→ WHAT IS EXPECTED
Nothing but the line with "Add support for TYPE option to SCAN command." and the lines after it should appear, each retyped exactly as in the listing.

BEGIN DATA

PR #286, opened 2020-11-20
Add support for TYPE option to SCAN command.

emorozov:
In Redis 6.0 there's a new option for the SCAN command that allows to limit types of returned keys. This PR adds this option.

END DATA

→ WRITTEN ANSWER
Add support for TYPE option to SCAN command.

emorozov:
In Redis 6.0 there's a new option for the SCAN command that allows to limit types of returned keys. This PR adds this option.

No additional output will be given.